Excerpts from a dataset
======

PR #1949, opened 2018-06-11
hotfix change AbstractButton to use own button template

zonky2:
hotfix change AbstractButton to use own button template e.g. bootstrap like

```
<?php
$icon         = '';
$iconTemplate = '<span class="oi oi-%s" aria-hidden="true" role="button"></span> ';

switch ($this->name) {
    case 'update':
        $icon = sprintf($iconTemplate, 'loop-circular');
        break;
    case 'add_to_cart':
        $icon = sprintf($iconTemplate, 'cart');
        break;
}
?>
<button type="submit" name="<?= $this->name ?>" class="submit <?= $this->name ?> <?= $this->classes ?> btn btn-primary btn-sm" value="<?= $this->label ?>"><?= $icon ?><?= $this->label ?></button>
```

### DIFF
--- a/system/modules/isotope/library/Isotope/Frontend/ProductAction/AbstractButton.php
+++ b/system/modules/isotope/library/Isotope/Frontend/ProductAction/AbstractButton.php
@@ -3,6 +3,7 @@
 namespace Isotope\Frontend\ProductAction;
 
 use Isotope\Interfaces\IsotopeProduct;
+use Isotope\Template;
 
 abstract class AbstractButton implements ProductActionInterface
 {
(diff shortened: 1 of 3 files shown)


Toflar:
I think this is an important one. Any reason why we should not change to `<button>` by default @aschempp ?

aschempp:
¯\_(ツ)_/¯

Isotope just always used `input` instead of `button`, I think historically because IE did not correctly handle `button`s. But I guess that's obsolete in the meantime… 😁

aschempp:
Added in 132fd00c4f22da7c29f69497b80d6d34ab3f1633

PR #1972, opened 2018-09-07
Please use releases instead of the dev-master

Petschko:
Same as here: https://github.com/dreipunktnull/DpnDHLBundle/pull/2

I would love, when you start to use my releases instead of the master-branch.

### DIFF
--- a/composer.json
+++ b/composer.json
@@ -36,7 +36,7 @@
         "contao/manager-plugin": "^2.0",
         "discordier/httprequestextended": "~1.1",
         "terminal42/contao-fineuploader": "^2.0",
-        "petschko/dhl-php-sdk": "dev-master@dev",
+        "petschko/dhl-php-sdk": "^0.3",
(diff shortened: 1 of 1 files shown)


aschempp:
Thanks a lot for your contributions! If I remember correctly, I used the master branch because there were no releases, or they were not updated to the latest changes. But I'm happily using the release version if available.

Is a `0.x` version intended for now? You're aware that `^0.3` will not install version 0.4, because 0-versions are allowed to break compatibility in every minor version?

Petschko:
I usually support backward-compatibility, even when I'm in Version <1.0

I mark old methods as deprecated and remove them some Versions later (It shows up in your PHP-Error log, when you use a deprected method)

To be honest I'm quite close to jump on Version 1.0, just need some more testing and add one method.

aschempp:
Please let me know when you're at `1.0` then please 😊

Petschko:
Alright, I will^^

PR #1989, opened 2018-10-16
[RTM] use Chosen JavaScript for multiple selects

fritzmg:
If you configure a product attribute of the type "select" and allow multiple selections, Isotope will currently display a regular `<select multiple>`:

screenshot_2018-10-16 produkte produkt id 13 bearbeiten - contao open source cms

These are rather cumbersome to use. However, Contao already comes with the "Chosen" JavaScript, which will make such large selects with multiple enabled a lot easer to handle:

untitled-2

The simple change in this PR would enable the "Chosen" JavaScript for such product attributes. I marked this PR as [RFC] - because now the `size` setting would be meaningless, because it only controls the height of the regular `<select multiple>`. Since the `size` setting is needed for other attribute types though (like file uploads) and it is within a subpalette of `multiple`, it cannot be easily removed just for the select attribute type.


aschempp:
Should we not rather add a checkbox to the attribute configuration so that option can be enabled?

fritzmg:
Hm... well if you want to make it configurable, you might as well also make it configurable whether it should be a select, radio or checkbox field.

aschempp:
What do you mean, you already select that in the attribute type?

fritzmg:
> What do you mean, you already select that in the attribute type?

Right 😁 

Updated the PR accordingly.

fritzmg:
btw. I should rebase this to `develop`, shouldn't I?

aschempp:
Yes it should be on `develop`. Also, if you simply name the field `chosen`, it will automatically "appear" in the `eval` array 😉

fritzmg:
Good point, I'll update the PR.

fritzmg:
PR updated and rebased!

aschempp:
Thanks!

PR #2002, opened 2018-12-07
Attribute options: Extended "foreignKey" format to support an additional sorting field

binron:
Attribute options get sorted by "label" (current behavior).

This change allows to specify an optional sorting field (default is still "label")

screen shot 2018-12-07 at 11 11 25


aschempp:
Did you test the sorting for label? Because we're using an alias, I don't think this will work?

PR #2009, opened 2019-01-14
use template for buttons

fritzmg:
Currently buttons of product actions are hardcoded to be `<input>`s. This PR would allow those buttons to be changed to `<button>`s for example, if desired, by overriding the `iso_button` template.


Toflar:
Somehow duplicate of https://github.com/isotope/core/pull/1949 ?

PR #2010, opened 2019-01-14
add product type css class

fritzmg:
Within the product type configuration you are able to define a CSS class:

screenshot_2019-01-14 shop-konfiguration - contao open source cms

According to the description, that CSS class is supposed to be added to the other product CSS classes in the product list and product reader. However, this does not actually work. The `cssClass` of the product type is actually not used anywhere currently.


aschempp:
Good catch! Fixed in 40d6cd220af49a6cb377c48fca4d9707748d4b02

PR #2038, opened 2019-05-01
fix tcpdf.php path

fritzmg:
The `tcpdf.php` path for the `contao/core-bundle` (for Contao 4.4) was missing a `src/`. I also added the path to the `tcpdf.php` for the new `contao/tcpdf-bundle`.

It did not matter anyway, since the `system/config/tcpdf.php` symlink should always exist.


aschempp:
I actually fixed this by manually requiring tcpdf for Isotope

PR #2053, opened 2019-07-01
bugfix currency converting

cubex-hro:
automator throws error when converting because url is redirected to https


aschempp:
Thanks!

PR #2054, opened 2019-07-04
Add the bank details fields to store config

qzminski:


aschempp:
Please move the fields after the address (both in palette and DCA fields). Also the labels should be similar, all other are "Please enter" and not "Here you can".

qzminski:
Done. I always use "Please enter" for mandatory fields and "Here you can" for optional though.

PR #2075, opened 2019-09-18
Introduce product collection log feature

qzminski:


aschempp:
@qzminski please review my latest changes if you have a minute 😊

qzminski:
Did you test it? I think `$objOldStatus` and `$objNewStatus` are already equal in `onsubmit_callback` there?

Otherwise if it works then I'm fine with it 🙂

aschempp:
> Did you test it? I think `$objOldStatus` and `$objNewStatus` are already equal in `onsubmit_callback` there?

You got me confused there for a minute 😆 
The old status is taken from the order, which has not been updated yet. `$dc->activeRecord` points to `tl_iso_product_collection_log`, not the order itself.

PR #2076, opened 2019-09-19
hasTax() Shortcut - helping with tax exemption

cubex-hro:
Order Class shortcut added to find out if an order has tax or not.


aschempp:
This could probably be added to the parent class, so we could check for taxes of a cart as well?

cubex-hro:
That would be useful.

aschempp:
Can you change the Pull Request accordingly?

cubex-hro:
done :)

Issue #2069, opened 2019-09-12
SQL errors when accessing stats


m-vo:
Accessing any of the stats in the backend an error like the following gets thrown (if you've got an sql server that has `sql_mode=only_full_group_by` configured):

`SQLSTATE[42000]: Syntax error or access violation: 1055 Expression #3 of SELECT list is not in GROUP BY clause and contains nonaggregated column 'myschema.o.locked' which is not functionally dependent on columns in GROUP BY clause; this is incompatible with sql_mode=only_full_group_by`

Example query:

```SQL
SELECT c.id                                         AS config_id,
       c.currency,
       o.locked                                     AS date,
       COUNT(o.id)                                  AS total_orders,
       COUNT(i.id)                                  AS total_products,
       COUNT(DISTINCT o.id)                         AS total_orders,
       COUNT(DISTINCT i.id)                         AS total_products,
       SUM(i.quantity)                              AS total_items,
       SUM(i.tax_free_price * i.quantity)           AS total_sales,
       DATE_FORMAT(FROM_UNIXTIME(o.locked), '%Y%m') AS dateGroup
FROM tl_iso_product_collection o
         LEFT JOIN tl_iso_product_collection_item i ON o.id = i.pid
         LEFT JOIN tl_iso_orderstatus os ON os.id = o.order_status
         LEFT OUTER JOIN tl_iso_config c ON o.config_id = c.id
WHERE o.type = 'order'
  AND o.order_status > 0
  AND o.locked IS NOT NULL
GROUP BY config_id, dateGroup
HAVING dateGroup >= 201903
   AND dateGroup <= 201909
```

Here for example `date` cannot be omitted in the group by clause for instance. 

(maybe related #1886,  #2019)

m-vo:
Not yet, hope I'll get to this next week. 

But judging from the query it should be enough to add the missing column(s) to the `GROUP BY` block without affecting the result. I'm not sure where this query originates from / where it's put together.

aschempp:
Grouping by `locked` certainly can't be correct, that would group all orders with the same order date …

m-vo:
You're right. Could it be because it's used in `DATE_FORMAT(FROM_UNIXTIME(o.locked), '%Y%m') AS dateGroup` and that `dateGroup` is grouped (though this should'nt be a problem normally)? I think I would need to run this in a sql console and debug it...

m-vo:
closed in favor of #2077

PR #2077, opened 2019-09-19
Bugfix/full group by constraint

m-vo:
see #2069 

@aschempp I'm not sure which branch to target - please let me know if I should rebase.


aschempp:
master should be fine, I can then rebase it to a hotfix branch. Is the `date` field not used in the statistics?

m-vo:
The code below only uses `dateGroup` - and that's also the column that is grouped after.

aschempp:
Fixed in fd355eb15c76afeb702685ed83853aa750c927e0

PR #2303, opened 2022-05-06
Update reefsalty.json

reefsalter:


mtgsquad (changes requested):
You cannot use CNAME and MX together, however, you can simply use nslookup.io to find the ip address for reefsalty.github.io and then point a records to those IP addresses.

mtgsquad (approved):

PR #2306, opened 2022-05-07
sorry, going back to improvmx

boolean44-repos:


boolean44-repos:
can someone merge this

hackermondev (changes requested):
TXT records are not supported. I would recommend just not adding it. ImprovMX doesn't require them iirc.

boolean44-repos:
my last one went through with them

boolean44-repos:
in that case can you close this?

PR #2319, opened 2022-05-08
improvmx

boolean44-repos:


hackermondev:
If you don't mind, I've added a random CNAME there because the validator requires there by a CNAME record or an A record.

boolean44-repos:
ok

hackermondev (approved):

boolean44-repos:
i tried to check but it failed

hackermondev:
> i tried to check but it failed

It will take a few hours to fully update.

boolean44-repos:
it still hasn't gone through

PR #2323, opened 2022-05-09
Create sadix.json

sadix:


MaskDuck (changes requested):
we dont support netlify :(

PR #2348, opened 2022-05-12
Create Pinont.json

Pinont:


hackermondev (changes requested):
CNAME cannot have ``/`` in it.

======

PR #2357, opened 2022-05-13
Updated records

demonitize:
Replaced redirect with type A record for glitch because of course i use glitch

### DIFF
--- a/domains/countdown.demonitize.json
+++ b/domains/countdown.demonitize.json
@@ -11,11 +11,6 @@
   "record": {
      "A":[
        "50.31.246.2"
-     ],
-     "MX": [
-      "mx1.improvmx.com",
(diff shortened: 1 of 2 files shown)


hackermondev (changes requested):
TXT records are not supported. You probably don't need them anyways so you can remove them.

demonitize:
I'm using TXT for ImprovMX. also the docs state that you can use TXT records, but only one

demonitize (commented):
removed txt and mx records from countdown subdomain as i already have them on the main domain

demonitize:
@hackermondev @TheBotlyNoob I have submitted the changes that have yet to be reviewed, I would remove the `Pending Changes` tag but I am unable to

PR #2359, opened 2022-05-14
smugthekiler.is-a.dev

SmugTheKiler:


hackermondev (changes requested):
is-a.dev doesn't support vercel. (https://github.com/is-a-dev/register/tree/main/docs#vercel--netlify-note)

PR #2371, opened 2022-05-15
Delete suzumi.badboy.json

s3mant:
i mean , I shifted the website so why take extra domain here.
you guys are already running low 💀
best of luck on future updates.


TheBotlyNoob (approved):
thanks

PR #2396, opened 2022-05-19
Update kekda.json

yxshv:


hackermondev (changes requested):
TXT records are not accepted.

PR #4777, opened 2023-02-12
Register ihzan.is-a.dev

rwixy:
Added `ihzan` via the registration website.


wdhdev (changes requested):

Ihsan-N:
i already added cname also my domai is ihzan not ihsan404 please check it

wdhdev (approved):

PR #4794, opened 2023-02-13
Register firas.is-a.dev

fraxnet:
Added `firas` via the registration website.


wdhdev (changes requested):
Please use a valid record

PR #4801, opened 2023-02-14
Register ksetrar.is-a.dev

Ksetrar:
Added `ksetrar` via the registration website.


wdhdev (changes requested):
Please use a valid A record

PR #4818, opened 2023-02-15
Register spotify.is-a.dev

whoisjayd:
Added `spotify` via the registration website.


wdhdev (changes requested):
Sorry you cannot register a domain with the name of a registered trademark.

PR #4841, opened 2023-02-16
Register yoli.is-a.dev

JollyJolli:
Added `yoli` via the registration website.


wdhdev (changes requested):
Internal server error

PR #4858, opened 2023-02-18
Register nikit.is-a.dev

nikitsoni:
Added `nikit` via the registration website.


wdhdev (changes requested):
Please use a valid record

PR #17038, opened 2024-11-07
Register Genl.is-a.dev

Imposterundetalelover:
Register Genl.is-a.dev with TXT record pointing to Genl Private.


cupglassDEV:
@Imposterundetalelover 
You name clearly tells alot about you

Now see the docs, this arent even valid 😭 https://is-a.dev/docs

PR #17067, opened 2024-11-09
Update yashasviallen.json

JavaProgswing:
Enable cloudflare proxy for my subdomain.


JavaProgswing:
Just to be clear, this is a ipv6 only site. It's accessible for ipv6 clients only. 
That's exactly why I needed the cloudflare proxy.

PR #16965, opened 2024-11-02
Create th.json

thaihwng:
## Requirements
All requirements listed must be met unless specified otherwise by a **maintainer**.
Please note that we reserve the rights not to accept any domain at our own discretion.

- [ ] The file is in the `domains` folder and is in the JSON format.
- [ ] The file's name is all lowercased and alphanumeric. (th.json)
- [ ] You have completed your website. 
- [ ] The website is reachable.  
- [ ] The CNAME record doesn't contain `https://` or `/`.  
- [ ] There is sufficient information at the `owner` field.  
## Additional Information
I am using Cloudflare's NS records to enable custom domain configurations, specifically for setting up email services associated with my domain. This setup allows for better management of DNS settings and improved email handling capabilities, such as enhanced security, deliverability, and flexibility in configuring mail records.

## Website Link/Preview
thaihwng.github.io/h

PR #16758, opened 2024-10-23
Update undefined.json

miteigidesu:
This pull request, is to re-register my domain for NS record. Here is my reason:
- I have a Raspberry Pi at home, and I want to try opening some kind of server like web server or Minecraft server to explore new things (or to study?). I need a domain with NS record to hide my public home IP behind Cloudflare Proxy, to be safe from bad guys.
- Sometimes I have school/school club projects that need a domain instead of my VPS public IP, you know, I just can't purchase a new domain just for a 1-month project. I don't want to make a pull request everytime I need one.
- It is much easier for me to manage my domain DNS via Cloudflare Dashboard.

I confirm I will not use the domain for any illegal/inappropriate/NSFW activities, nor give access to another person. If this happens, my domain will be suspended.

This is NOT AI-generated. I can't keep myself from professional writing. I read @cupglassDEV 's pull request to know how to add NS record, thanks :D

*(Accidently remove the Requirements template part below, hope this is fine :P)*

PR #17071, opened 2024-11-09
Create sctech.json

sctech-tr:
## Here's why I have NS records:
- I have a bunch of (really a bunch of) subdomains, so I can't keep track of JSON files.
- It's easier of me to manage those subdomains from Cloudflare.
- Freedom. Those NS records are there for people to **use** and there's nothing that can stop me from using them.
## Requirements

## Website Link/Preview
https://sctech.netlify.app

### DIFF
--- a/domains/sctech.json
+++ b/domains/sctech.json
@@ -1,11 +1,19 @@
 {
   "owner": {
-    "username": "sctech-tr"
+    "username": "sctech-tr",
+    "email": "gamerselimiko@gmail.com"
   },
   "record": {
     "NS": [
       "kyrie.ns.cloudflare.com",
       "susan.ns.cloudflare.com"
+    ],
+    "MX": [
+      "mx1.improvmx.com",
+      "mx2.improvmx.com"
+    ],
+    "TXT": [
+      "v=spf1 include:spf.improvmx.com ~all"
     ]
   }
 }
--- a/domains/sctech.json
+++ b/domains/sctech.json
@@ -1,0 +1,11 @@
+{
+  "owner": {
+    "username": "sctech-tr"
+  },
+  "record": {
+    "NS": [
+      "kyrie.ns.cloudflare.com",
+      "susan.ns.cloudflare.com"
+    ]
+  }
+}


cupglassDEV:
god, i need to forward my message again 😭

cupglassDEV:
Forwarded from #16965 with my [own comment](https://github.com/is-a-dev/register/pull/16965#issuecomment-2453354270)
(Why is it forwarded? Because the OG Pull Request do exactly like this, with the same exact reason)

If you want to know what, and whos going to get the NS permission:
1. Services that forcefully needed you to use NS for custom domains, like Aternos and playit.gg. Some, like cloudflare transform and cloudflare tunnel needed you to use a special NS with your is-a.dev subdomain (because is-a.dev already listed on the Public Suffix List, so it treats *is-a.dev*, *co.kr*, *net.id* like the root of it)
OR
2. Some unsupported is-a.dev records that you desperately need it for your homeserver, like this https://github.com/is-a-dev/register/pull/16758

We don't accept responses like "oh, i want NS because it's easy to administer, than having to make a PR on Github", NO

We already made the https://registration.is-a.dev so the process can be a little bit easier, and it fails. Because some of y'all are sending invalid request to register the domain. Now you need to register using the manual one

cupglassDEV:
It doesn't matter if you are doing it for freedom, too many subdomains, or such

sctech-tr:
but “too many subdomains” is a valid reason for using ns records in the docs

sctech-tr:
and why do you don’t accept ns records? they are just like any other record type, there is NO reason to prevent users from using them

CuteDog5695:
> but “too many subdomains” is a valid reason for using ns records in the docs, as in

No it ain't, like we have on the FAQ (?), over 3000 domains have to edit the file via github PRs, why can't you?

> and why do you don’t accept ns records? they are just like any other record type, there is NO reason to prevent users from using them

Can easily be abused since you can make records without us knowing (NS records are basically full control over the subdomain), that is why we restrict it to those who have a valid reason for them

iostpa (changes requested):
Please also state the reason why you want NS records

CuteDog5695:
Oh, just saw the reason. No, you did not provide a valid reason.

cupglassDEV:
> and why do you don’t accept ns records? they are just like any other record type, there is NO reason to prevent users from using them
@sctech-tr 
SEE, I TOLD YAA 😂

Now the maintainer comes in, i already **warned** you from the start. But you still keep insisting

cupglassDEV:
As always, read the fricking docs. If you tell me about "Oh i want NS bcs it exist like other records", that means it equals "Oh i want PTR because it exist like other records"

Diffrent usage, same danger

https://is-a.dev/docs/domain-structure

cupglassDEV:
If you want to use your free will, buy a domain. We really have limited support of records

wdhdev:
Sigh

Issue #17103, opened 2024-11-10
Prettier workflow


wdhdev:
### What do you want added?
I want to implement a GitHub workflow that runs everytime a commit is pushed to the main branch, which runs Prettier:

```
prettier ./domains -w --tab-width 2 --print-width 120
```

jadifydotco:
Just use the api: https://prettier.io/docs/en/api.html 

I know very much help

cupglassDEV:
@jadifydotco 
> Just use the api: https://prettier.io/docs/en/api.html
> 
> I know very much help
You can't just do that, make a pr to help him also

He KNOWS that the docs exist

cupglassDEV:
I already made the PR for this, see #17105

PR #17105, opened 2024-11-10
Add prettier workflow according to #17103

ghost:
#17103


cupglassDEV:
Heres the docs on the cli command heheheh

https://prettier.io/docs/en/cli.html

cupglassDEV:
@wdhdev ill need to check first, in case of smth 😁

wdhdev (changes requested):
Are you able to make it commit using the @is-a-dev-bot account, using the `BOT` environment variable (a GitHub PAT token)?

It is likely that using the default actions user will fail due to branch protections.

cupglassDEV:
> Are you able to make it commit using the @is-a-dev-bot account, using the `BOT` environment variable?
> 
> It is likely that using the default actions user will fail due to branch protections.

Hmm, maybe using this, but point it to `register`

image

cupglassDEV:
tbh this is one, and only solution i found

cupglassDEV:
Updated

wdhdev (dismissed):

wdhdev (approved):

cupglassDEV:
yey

======

* _Work to be completed_
Number of lines above with the word "selects": supply it alone.

* _Result of the task_
2